In Spanish it's a well-known saying: _Ojos que no ven, corazón que no siente._

Un saludo


----------



## ilocas2

Czech:

Co oči nevidí, srdce nebolí. - What eyes don't see, doesn't ache heart.

(I don't know if it's correct in English)


----------



## ancalimon

Two different ones for two different situations in Turkish.

Gözüyle görmeden inanmamak :  To not believe unless seen with the eyes.

Gözden ırak olan gönülden de ırak olur : The one that's secluded from the eye is also secluded from the heart.


----------



## Ёж!

Russian: с глаз долой — из сердца вон (out of sight, out of heart). This is about how people forgive things, people, and experiences related to the things and people, either positive or negative. Its meaning is like the Cretan proverb's below, its general use is about forgetful lovers.


----------



## apmoy70

We have something similar in Greek but with different meaning; it's a verse from a traditional Cretan folk song, so I'll give it in the Cretan regiolect:
*«Μάθια απού δε βλέπονται, γλήγορα λησμονιούνται»* ['maθʝa a'pu ðe 'vleponde 'ɣliɣora lismo'ɲunde] --> _eyes that are not seen, are quickly forgotten_ (which implies that you will forget about people who have moved away, usually said for lovers who live apart and haven't seen each other for a period of time).

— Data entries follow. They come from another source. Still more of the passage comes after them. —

PR #574, opened 2026-08-13
fix(worktree): journal undelivered wheel MODULE_SKILLS result-side

### LINKED ISSUE #464: Wheel-provided MODULE_SKILLS have no result-side completeness predicate, so a partial seed into a unit worktree is unobservable
Restated rather than fixed by PR #449 (Phase 6H of #433), and currently tracked by nothing. Filed
out of #433's close-out so it does not vanish with the tracking issue.

## What is unguarded

`provision_worktree` copies the bundled wheel skills into each CLI's skill tree
(`src/bmad_loop/worktree_flow.py`, the `for skill in MODULE_SKILLS` loop) with `skip_existing=True`
and best-effort per-entry degradation. Every *other* surface it seeds gained a result-side
predicate that re-probes disk after the copy:

| surface | predicate |
| --- | --- |
| upstream skill trees | `base_skills_seed_incomplete` → CRITICAL escalation |
| `_bmad/scripts` | `_bmad_scripts_seed_incomplete` → CRITICAL escalation |
| `_bmad/config.toml` | `_central_config_seed_incomplete` → CRITICAL escalation |
| `seed_files` / `seed_globs` / hook configs | `worktree_seed_undelivered` → `worktree-seed-dropped` |
| **wheel `MODULE_SKILLS`** | **none** |

So a wheel skill that lands partially — or not at all — in a unit worktree is invisible. The copier
degrades per entry by design (6G made it total across filesystem faults), which is exactly what
turns a partial copy into silence rather than a crash.

## Why it was deliberately excluded from the existing gate

Quoting the rationale left in the source at the copy site: story worktrees have a determinate
dev/review consumer contract for the *upstream* skills — the orchestrator dispatches a known
primitive and known review layers, so an absent contract file provably means the session writes
nothing and a CRITICAL pause is honest. The bundled operator/triage surface is a different
invocation shape: nothing in a story session is guaranteed to invoke it. Reusing the
deterministic-stall gate would therefore risk refusing healthy runs.

That reasoning is sound, which is why this is not "just add it to the gate".

## What closing it needs

A required-consumer contract for the bundled surface — i.e. deciding, per skill, what a story
session is actually entitled to invoke, and only then what absence proves. Plausible shapes, in
increasing cost:

1. **Journal-only**, mirroring `worktree-seed-dropped`: re-probe `MODULE_SKILLS` after the copy and
   report what did not arrive. Cheap, never refuses a healthy run, and makes the failure
   diagnosable instead of silent. This is probably the right first step.
2. **Gate the subset with a real consumer.** `bmad-loop-sweep` is dispatched by sweep runs, so its
   absence in a *sweep* unit worktree is a determinate stall the same way the dev primitive's is.
   That is a narrower, defensible escalation than gating the whole catalogue.
3. **Full contract**, per skill and per run mode.

## Notes for whoever picks this up

- The predicate must re-probe **disk**, never the copier's bookkeeping — the existing gates are
  written that way on purpose so a user-authored `scm.worktree_seed` entry that happens to spell a
  skill rel cannot forge a pause.
- Wheel skills come from `importlib.resources`, so the source may be a zip Traversable; the
  predicate has to answer through the same shared walk the copier uses rather than assuming
  filesystem paths.
- Related but distinct: #415 covered the `seed_files` leg and #422 the totality work. Neither
  touches this surface.

Reference: #433 (Phase 6H), PR #449 "Known gap".

pbean:
## What was unguarded

`provision_worktree`'s `MODULE_SKILLS` copy loop (`worktree_flow.py:639` on main) called
`_copy_traversable` and discarded its return. Every other seeded surface in an isolated worktree
has a result-side completeness probe; the wheel's own bundled `bmad-loop-*` skills had none, and
the code said so — a "Known gap, deliberately restated" comment sat directly above the loop.

So a wheel skill that seeded *partially*, or not at all, was silent. The realistic trigger is a
checkout that carries a non-directory where a bundled skill's directory goes: `_copy_traversable`'s
no-clobber prunes the whole subtree at its root (a file or dangling link squatting a directory
target wins, and `mkdir` must never replace it or write through it), so the loop lands nothing and
reports nothing. Same for a destination symlinked out of the worktree, or a source directory the
filesystem refuses to enumerate.

## What ships

`module_skills_seed_undelivered(worktree, trees, skills_root=None)` — a journal-only predicate,
plus a `worktree-module-skills-dropped` append in `WorktreeFlow.run_isolated`.

- **Re-probes disk, never the copier's bookkeeping.** A user-authored `scm.worktree_seed` entry
  that happens to spell a skill rel can therefore neither forge nor mask a report. Its own journal
  kind, not folded into `worktree-seed-dropped`, for the same reason.
- **Enumerates through `_walk_traversable_files`, not `rglob`.** The source is the wheel's skills
  tree, which may be a zip `Traversable` with no filesystem path.
- **Presence is the whole contract; content is NEVER compared.** Seeding is per-*file* no-clobber,
  so a checkout carrying its own divergent fork of a bundled skill keeps those bytes while its
  absent siblings are filled in. Comparing content would report that healthy shape as a drop —
  the same reason `worktree_seed_undelivered` does not compare content either.
- Delivery requires a `_is_file` destination **contained in the worktree** (the unit commits its
  own checkout; content behind a link out of it was never delivered). A directory entry is yielded
  by the walk only when `iterdir` was *refused*, so it counts as undelivered — unknown descendants
  cannot be claimed as delivered. A skill the wheel itself lacks is skipped: a broken wheel is the
  module-skills sync test's concern, not a run's.

## Why journal-only and not a gate

**No `MODULE_SKILLS` entry has a worktree-resident consumer**, so an absence here cannot prove a
stall, and a CRITICAL gate would refuse *healthy* runs:

- `bmad-loop-sweep` — the triage session that consumes it runs at `workspace.root`, the main
  checkout, never a unit worktree; `sweep.py` swaps the workspace only around bundle execution
  (`runsetup.py:291-294`).
- `bmad-loop-resolve` — interactive, dispatched at the main checkout.
- `bmad-loop-setup` — no session consumer at all.

That is the whole difference from `base_skills_seed_incomplete`, which *does* escalate: the
upstream dev/review skills are dispatched **inside** the worktree, so their absence is a determinate
stall on `Unknown command` with nothing written to disk.

**Gate extension point**, documented in the predicate's docstring: if a consumer ever becomes
worktree-resident (e.g. sweep triage moving into unit worktrees), arm the gate by routing this
predicate's result into `WorktreeFlow.escalate_unit` for that consumer's required subset. The
predicate is the reusable half; only the caller decides severity.

## Test layers

Six predicate rows in `tests/test_install.py` (real provision + disk probe; a zip `Traversable`
source; a divergent fork counting as delivered; a squatting file; a destination symlinked out of
the worktree; an unreadable source directory, modelled with an in-test stub rather than
`chmod 0o000`, which is a no-op for root on CI).

One engine row in `tests/test_engine_worktree.py` — the wiring, which the predicate rows cannot
see. It drives a full isolated run against the conftest sandbox with the mock adapter, and the
obstruction is the real copier's: a plain FILE **tracked** at the skill's destination rel rides
`git worktree add` into the checkout, where no-clobber meets it. `attach_profile` is required
rather than decorative — `MockAdapter` deliberately carries no profile, `worktree_profiles` then
yields no skill trees, and the copy loop and predicate would never run at all.

### Ablation drill (executed, not asserted)

| Ablation | Result |
| --- | --- |
| Delete the `module_skills_seed_undelivered` call in `run_isolated` | Engine row FAILS (`len(dropped) == 1` → `0 == 1`), rc 1. **The six predicate rows stay green** — they call the predicate directly, which is precisely the coverage gap this PR closes. |
| Route the result into `escalate_unit` instead of the journal | Engine row FAILS on `summary.done == 1` (`escalated=1, paused=True`), rc 1 — the "never escalated" half is load-bearing. |
| Drop the predicate's `_is_file(target)` conjunct | 3 of 6 predicate rows FAIL **and** the engine row FAILS, rc 1 — both layers bite on the predicate itself, not only on its wiring. |

`worktree_flow.py` was restored from a copy held outside the repo (never `git checkout`) and
re-verified byte-identical by checksum after each ablation.

Full suite 5332 passed / 44 skipped / 5 xfailed; `pyright` 0 errors; `trunk check --all` clean.

Closes #464

## Summary by CodeRabbit

- **Bug Fixes**
  - Improved worktree provisioning checks for bundled module skills.
  - Missing or partially copied module skills are now recorded as informational events rather than stopping runs.
  - Existing checkout-provided skill variants are correctly recognized as available.
  - Critical missing development or review skills continue to trigger escalation.

- **Documentation**
  - Updated feature documentation and changelog details for worktree skill verification and reporting.


pbean:
@codex review

pbean:
@coderabbitai review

Now, if one doesn't believe the thing/situation under discussion, unless s/he sees it, we use the biblical: 
*«Αν δεν βάλω τον δάκτυλον εις των τύπων των ήλων, δεν πιστεύω»* [an ðen 'valo ton 'ðaktilon is ton 'tipon ton 'ilon ðen pi'stevo] --> _Unless I put my finger into the print of the nails, I don'τ believe_, a phrase taken from the Christian gospel according to John (20:25): «ὁ δὲ εἶπεν αὐτοῖς· ἐὰν μὴ ἴδω ἐν ταῖς χερσὶν αὐτοῦ τὸν τύπον τῶν ἥλων, καὶ _βάλω τὸν δάκτυλόν μου εἰς τὸν τύπον τῶν ἥλων_, καὶ βάλω τὴν χεῖρά μου εἰς τὴν πλευρὰν αὐτοῦ, οὐ μὴ πιστεύσω» - "So he (=the doubting Thomas) said to them, “Unless I see in His hands the print of the nails, and _put my finger into the print of the nails_, and put my hand into His side, I will not believe.” (NKJV)


----------



## bibax

Ёж! said:


> Russian: *с глаз долой — из сердца вон* (out of sight, out of heart). This is about how people forgive things, people, and experiences related to the things and people, either positive or negative. Its meaning is like the Cretan proverb's below, its general use is about forgetful lovers.


In Czech it is:

*Sejde z očí, sejde z mysli.* = Departed from the eyes, departed from mind.

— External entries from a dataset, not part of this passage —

PR #580, opened 2026-08-13
fix(deferredwork): atomic ledger writes + surrogate-safe sanitizer (#328, #329)

### LINKED ISSUE #328: deferredwork: append_decision/append_entry bare write_text can truncate the ledger to zero bytes
## Summary

`mark_done_many` writes the ledger through `atomic_write_text` (`deferredwork.py:354`) with a
documented rationale — a bare tmp+replace resets the file mode and turns a symlinked ledger into a
regular file. Its two sibling writers do not:

- `append_decision` — `deferredwork.py:389`: `path.write_text(text, encoding="utf-8")`
- `append_entry` — `deferredwork.py:492`: `path.write_text(text + sep + block, encoding="utf-8")`

`Path.write_text` opens with mode `'w'` (truncate) and *then* encodes. Any failure between those two
points — an unencodable value, `ENOSPC`, `EIO` — leaves a **zero-byte ledger**. Every deferred-work
entry is gone.

Reproduced during review: an `append_decision` call that raised mid-write left a 35-byte ledger at
0 bytes, while the same value through `mark_done` left it intact.

## Why the asymmetry matters

`mark_done_many`'s docstring already argues the case for this exact file — "swapping a fresh inode
over the ledger otherwise resets its mode (a `0600` ledger silently becoming world-readable) and
turns a symlinked ledger into a regular file". That reasoning applies unchanged to the other two
writers; the protection just was not extended to them.

An asymmetric guard between siblings is itself the finding: a reader cannot tell whether the
difference is deliberate.

## Fix shape

Route `append_decision` and `append_entry` through `atomic_write_text` too. Note `append_entry`
creates the file when absent (`path.parent.mkdir(...)`), so the helper needs to keep working for a
not-yet-existing target.

Found during the #305 review.

### LINKED ISSUE #329: deferredwork: a lone surrogate defeats _one_line's never-raises contract and crashes the sweep
## Summary

`deferredwork._one_line` (added in #305) guards **line breaks** and documents a stronger contract
than it delivers:

> Sanitizes; never raises. The close paths call these writers bare (`sweep._close_resolved`,
> `decisions.apply_pre_answer`), so a `ValueError` here would end the sweep as crashed.

A lone surrogate defeats that without ever being a line break. Verified chain:

1. `json.loads` on a session `result.json` containing `"\ud800"` yields the surrogate.
2. `validate_triage` returns `errors == []` and carries it into `ResolvedEntry.evidence`.
3. `LINE_BREAK_RE.search` is `False`, so `_one_line` passes it through untouched.
4. The write raises `UnicodeEncodeError` — a `ValueError` subclass — at `sweep.py:942`
   (`_close_resolved`), `sweep.py:1071`, or `decisions.py:147`.

That is precisely the outcome the sanitizer exists to prevent: a bare call on a close path taking
down the run. It compounds with the bare `write_text` issue, where the same call both raises **and**
truncates the ledger to zero bytes.

Pre-existing — the writers always encoded UTF-8 — but #305 introduced the "never raises" claim, so
either the claim or the code should change.

## Fix shape

Either narrow the docstring to "never raises **on a line break**", or make it true:
`value.encode("utf-8", "replace").decode("utf-8")` before the break collapse. The latter keeps the
close paths genuinely crash-free, which is the doctrine #305 settled on.

Also worth checking: `tui/app.py:_record_decision` now catches `ValueError`, so the TUI degrades —
but the sweep close path has no such guard.

Found during the #305 review.

pbean:
Closes #328
Closes #329

## Problem

Two hazards on the same code path, and they compound.

**#328 — a failed write empties the ledger.** `Path.write_text` opens the file `'w'`
(truncate) and only *then* encodes and writes. Any failure inside that window — an
unencodable value, `ENOSPC`, `EIO` — leaves a zero-byte file where every hand-authored
deferred-work entry used to be. `mark_done_many` already wrote through
`atomic_write_text`; its siblings did not, and an asymmetric guard between siblings is
itself unreadable.

**#329 — a lone surrogate defeats the sanitizer's never-raises contract.**
`_one_line` collapses line breaks and documents "Sanitizes; never raises". A lone
surrogate is not a line break, so it sailed through untouched — and it has no UTF-8
encoding at all, so `atomic_write_text`'s strict encode raises `UnicodeEncodeError`
(a `ValueError` subclass) from close paths that call these writers bare. The revival
chain is reachable, not theoretical: `sweep._ensure_triage` caches the session's
`result.json` with `json.dumps`, whose `ensure_ascii` keeps the code point a harmless
`\ud800` escape on disk; a later cycle reloads it and `json.loads` revives the real
surrogate; `validate_triage` passes it through (`.strip()` does not remove it) into
`ResolvedEntry.evidence`; `_close_resolved` interpolates that into the `mark_done`
note, which reaches `_one_line` and then the encode.

**The coupling.** Before this branch, that same surrogate through an append writer did
both at once: the truncate had already landed when the encode raised, so the run
crashed *and* the ledger it was appending to went to zero bytes in a single call. #328
alone would keep the bytes but still crash the sweep; #329 alone would stop the crash
but leave every other failure mode (`ENOSPC`, `EIO`) able to empty the file. Fixing one
without the other leaves half the failure standing, which is why they ship together.
`tests/test_deferredwork.py::test_append_entry_encode_failure_cannot_truncate_the_ledger`
pins exactly that compounding.

## Fix

**`src/bmad_loop/platform_util.py`** — new `neutralize_surrogates(text)`: replaces every
code point in `[\ud800-\udfff]` with U+FFFD. Matched as a code-point *range*, not by an
encode round trip — a Python `str` holds astral characters as one code point, so U+1D11E
is never touched. Replace rather than strip (a vanished value reads as absent, not as
damaged) and rather than `encode("utf-8", "replace")` (that yields `?`, indistinguishable
from one the author typed). Clean text returns the identical object, so a clean write
stays byte-identical. It lands next to `atomic_write_text`, the strict encode it exists
to protect.

**`src/bmad_loop/deferredwork.py`** — `_one_line` runs `neutralize_surrogates` first, so
every free-text ledger field is covered at one chokepoint: `append_decision`'s
`label`/`detail`, `append_entry`'s `title`/`origin`/`source_spec`/`reason`/`location`,
and `_apply_done`'s `note`. Both passes keep their own fast path, so a clean value is
scanned twice and copied never. Sanitizing stays *in front of* the idempotence scan, or a
replayed defer whose origin carries a surrogate would match nothing on disk and burn a
fresh id every run. `append_decision` and `append_entry` now write through
`atomic_write_text`, matching `mark_done_many`.

**`src/bmad_loop/engine.py`** — `_defer`'s post-rollback ledger restore writes through
`atomic_write_text`. A repair write must never be the thing that empties the file it
exists to put back.

**`src/bmad_loop/sweep.py`** — `_ensure_migration`'s migration-failure ledger restore
writes through `atomic_write_text`. `_write_intent` writes `bundles/<dir>/intent.md`
through `atomic_write_text` *and* neutralizes surrogates over the whole document rather
than per field — line breaks are legitimate markdown there, so `_one_line`'s collapse
would be damage. The verbatim ledger blocks it re-attaches come from a strict-UTF-8 read
and pass through byte-unchanged.

Call sites stay bare — repair writes raise, never degrade.

## Scope note

#328 names the `append_decision`/`append_entry` asymmetry against `mark_done_many`. The
two engine/sweep restore writes and the `intent.md` write were folded in with maintainer
approval: same hazard class, same one-line remedy, and leaving them out would have
recreated the asymmetry the issue is about one layer over. Five write sites in total,
enumerated in the Fix section. Nothing else in the diff.

Deliberately **not** touched: the `json.dumps` writes in `sweep.py` (manifest,
`migrate-result.json`, cached `result.json`, decision answers). Those are ASCII-only by
`ensure_ascii` and are machine-minted caches, not operator-curated state — that is the
very property that lets a surrogate hide on disk as an escape in the first place.

## Visible behavior diffs

- **A ledger created from nothing by `append_entry` now lands mode `0600`** instead of
  `0644 & ~umask`. `atomic_write_text` has no prior mode to carry over for a fresh
  target, so it keeps `mkstemp`'s private mode — deliberate, per that helper's docstring,
  and the safer end for a file that can carry unreleased-finding text. Verified on this
  box under `umask 022`: `oct(stat.S_IMODE(...)) == '0o600'`.
- **A surrogate now renders as `�` (`REPLACEMENT CHARACTER`) in ledger fields and in
  `intent.md`** rather than crashing the write. A surrogate-only title therefore stays
  truthy, so `append_entry`'s `(untitled DW-<n>)` substitution deliberately does *not*
  fire for it — the field says *something unencodable was here* instead of going silently
  blank.
- Clean values are unchanged byte-for-byte: both sanitizer passes have a fast path, and
  `atomic_write_text` keeps `write_text`'s translating-newline default, so line endings
  do not shift on Windows.

Scope of the durability claim: **the ledger writers are now crash-free on text content.**
That covers `append_decision`, `append_entry`, and the `mark_done`/`mark_done_many`/
`mark_done_many_reopenable` family — every caller-supplied free-text field they
interpolate routes through `_one_line` — plus `mark_open`, which interpolates no caller
text at all (it writes back a status line it decoded from hex under a strict UTF-8
decode). It is **not** a claim about all close paths or all writes in the orchestrator:
the JSON caches above and every writer outside `deferredwork.py` are untouched and
unaudited here.

## Testing

Full suite green locally (`uv run pytest -q -n auto`: 5388 passed, 44 skipped, 5 xfailed),
`uv run pyright` 0 errors, `trunk check --all` clean.

Every guard below was ablated — the fix reverted in place, the target run, the file
restored from a `cp` backup (never `git checkout`, which would have taken the rest of the
branch with it). One line of evidence each; the tree was verified pristine afterwards.

**#328 — atomic writes**

| Test | Ablation evidence |
| --- | --- |
| `test_deferredwork.py::test_append_decision_write_failure_raises_and_keeps_the_ledger` | `append_decision` → bare `write_text`: `Failed: DID NOT RAISE OSError` (the write no longer routes through the patched helper). |
| `test_deferredwork.py::test_append_entry_write_failure_raises_and_keeps_the_ledger` | `append_entry` → bare `write_text`: `Failed: DID NOT RAISE OSError`. |
| `test_deferredwork.py::test_append_entry_encode_failure_cannot_truncate_the_ledger` | Same ablation: `assert b'' == b'# Deferred ...pec-2-3.md)\n'` — the raise still happens, the *bytes* are what reddens. |
| `test_engine.py::test_defer_ledger_restore_write_failure_propagates_and_keeps_the_ledger` | `_defer` restore → bare `write_text`: `assert (False) … crashed=False` — the failure never reaches the run. |
| `test_sweep.py::test_migration_restore_write_failure_propagates_and_keeps_the_ledger` | `_ensure_migration` restore → bare `write_text`: `assert (False) … crashed=False`. Compares the restored ledger as **text**, not bytes — the fixture reaches disk via `write_text`, so a byte assertion would read CRLF and redden on Windows only. |

**#329 — surrogate neutralization.** Wiring and predicate are separate ablation axes and
were ablated separately.

| Test | Ablation evidence |
| --- | --- |
| `test_platform_util.py::test_neutralize_surrogates_replaces_only_lone_surrogates` (10 rows) | *Predicate* — helper → identity: 5 surrogate rows fail with `UnicodeEncodeError`; `clean`, `empty`, `astral-untouched`, `mixed-non-ascii`, `range-boundaries` stay green, which is what proves the range is not over-broad. |
| `test_platform_util.py::test_neutralize_surrogates_returns_clean_text_untouched` | Pins the `is`-identity fast path, so a clean ledger write stays byte-identical. |
| `test_platform_util.py::test_neutralize_surrogates_makes_atomic_write_text_survive_a_surrogate` | *Predicate* — helper → identity: `UnicodeEncodeError … surrogates not allowed`. |
| `test_deferredwork.py::test_append_entry_writes_a_finding_carrying_a_lone_surrogate` | *Wiring* — drop the `neutralize_surrogates` call from `_one_line`: `UnicodeEncodeError: 'utf-8' codec can't encode character '\ud800'`. No monkeypatching in the test — the value survives a real writer, a real strict encode and a real strict read back. |
| `test_deferredwork.py::test_append_decision_writes_a_label_and_detail_carrying_a_lone_surrogate` | Same ablation, same `UnicodeEncodeError`. |
| `test_deferredwork.py::test_mark_done_writes_a_note_carrying_a_lone_surrogate` | Same ablation, same `UnicodeEncodeError`. Uses the exact string `sweep._close_resolved` builds. |
| `test_deferredwork.py::test_append_entry_idempotence_survives_sanitizing` (3 rows) | Same ablation: the two surrogate rows redden, the `line-break` row stays green — sanitizing must stay ahead of the idempotence scan for both passes, not just the older one. |
| `test_sweep.py::test_write_intent_neutralizes_surrogates_and_keeps_the_markdown` | *Wiring* — drop `neutralize_surrogates` from `_write_intent`: `UnicodeEncodeError`. Also asserts `keep�this\n\nsecond para` — the paragraph break either side survives, so the document-wide pass is not collapsing markdown. |

No POSIX-only assertions were added. The `0600` mode diff is asserted nowhere in the
suite (mode semantics differ on Windows); it is documented above from a local probe and
in `atomic_write_text`'s docstring.

## Summary by CodeRabbit

* **Bug Fixes**
  * Prevented failed deferred-work and bundle updates from truncating existing ledger data.
  * Improved recovery when ledger restoration fails, preserving the original data.
  * Sanitized unsupported characters in ledger entries, decisions, notes, and bundle intents while preserving formatting.
  * Newly created ledger files now use private permissions.

### DIFF
--- a/CHANGELOG.md
+++ b/CHANGELOG.md
@@ -331,6 +331,15 @@ whose seams had diverged enough that several ports needed a different fix, and t
   creates from nothing now lands `0600` (the helper's private temp mode) rather than the umask
   default.
 
+- **A lone surrogate in triage text no longer crashes the sweep (#329).** A cached triage
+  `result.json` stores `\ud800` as an escape; the reload's `json.loads` revives the real code point
+  into an entry's evidence and on into the ledger note. It is not a line break, so the sanitizer
+  passed it through untouched, and it has no UTF-8 encoding at all — the strict encode raised
+  `UnicodeEncodeError` from a close path that calls the writers bare. Every free-text ledger field
+  is now neutralized at that same chokepoint, and the bundle `intent.md` gets the same pass over the
+  whole document (its line breaks are legitimate markdown, so only surrogates are touched). Each
+  becomes U+FFFD `�`, so the text stays visible rather than vanishing.
+
 - **A `#` inside a quoted sprint-status value is no longer rewritten into a comment (#366).** The
   board writer split value from inline comment with one fused pattern, so `3-2-x: "a # b"` advanced
   to `3-2-x: done # b"` — scalar text promoted into a comment the board never had. The split is now
--- a/CHANGELOG.md
+++ b/CHANGELOG.md
@@ -322,6 +322,15 @@ whose seams had diverged enough that several ports needed a different fix, and t
 
 ### Fixed
 
+- **A failed ledger write can no longer empty the deferred-work ledger (#328).** `Path.write_text`
+  truncates the file and only then encodes, so any failure in that window — an unencodable value,
+  `ENOSPC`, `EIO` — left a zero-byte ledger with every entry gone. `append_decision`,
+  `append_entry`, the post-rollback and migration-failure restores, and the bundle intent write now
+  go through `atomic_write_text` like their `mark_done_many` sibling: the replacement is built
+  beside the target, so a failure raises with the original untouched. A ledger `append_entry`
+  creates from nothing now lands `0600` (the helper's private temp mode) rather than the umask
+  default.
+
 - **A `#` inside a quoted sprint-status value is no longer rewritten into a comment (#366).** The
   board writer split value from inline comment with one fused pattern, so `3-2-x: "a # b"` advanced
   to `3-2-x: done # b"` — scalar text promoted into a comment the board never had. The split is now
--- a/src/bmad_loop/deferredwork.py
+++ b/src/bmad_loop/deferredwork.py
@@ -24,7 +24,7 @@ from pathlib import Path
 
 from . import sprintstatus
 from .fences import fenced_spans
-from .platform_util import atomic_write_text
+from .platform_util import atomic_write_text, neutralize_surrogates
 
 HEADING_RE = re.compile(r"^### (DW-\d+): (.+?)\s*$", re.MULTILINE)
 ANY_HEADING_RE = re.compile(r"^#{1,6} ", re.MULTILINE)
@@ -618,11 +618,24 @@ def _one_line(value: str) -> str:
     line anyway — so this is the fix, and the skill docs are guidance that
     reduces occurrences without gating on them.
 
-    A value with no break is returned **untouched**, so an existing ledger is
-    never reformatted and a clean write is byte-identical to before the guard.
-    The trailing `.strip()` removes all surrounding whitespace, not merely the
-    space a leading or trailing break left behind — which is why it must stay on
-    the far side of that fast path.
+    That contract covers one hazard more than the break collapse alone, which is
+    what the `neutralize_surrogates` pass in front of it buys (#329). A lone
+    surrogate is not a line break, so it sailed through untouched — but it has
+    no UTF-8 encoding, and `atomic_write_text`'s strict encode raises
+    `UnicodeEncodeError` (a `ValueError` subclass) on it, from inside those same
+    bare close-path calls. It arrives the way the break did: a triage
+    `result.json` is cached with `json.dumps`, whose `ensure_ascii` keeps the
+    code point a harmless `\\ud800` escape, and the reload's `json.loads` revives
+    the real thing into `ResolvedEntry.evidence` and on into the `mark_done`
+    note. Refusing it upstream would only move the stoppage again — same
+    doctrine, same answer.
+
+    A value with neither a break nor a surrogate is returned **untouched**, so an
+    existing ledger is never reformatted and a clean write is byte-identical to
+    before the guard; each pass keeps its own fast path, so the common value is
+    scanned twice and copied never. The trailing `.strip()` removes all
+    surrounding whitespace, not merely the space a leading or trailing break left
+    behind — which is why it must stay on the far side of that fast path.
 
     A break-only value therefore sanitizes to `""`. Keeping it non-empty *here*
     could only yield bare whitespace, which trades an unfindable entry for an
@@ -634,7 +647,13 @@ def _one_line(value: str) -> str:
     empty detail rather than promising one that is not there. Its `label` needs
     neither: every member of :data:`LINE_BREAK_RE` is `str.isspace()`, and
     `validate_triage` builds each `DecisionOption` with `.strip() or key`, so a
-    break-only label has already become the option key before it arrives."""
+    break-only label has already become the option key before it arrives.
+
+    A surrogate-only value, by contrast, sanitizes to a truthy `"�"`, so neither
+    caller's empty-handling fires for it. That is the point of replacing rather
+    than stripping: a title reading `�` still says *something unencodable was
+    here*, where a vanished one would silently become `(untitled DW-<n>)`."""
+    value = neutralize_surrogates(value)
     if not LINE_BREAK_RE.search(value):
         return value
     return LINE_BREAK_RE.sub(" ", value).strip()
--- a/src/bmad_loop/deferredwork.py
+++ b/src/bmad_loop/deferredwork.py
@@ -875,7 +875,13 @@ def append_decision(path: Path, dw_id: str, date: str, label: str, detail: str) 
 
     Precondition: `date` is ISO `YYYY-MM-DD`; anything else raises `ValueError`,
     checked before the ``is_file`` short-circuit so an absent ledger cannot hide
-    the bug."""
+    the bug.
+
+    The write goes through :func:`~bmad_loop.platform_util.atomic_write_text` for
+    the reasons documented on :func:`mark_done_many`, plus one this sibling shares
+    with it: a bare ``Path.write_text`` truncates *before* it encodes, so any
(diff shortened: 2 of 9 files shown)


pbean:
CI note, so the red-then-green history on this PR is not mistaken for a fixed defect
here: the first run's `test (windows, py3.11)` failed on
`tests/test_tui_app.py::test_poll_skips_while_another_holds_the_lock` with
`textual.worker.WorkerCancelled` — the only failure in a `5258 passed` job.

That test is unrelated to this diff (this branch touches no TUI code; `git diff` over
`src/bmad_loop/tui/` and `tests/test_tui_app.py` is empty for the branch), and
`test (windows, py3.14)` passed it in the same run on the same commit. Re-running that
one job on the same commit passed. Diagnosis and remedy directions are filed as #581,
which this PR leaves open — the diff was not widened to reach it.

All 10 checks are green as of `2bce331`.

pbean:
@codex review

pbean:
@codex review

However it means something else than "*Co oči nevidí, to srdce nebolí*" (= What the eyes don't see, the heart doesn't feel) which means "you cannot long for something that you haven't seen".


----------



## Ёж!

bibax said:


> However it means something else than "*Co oči nevidí, to srdce nebolí*" (= What the eyes don't see, the heart doesn't feel) which means "you cannot long for something that you haven't seen".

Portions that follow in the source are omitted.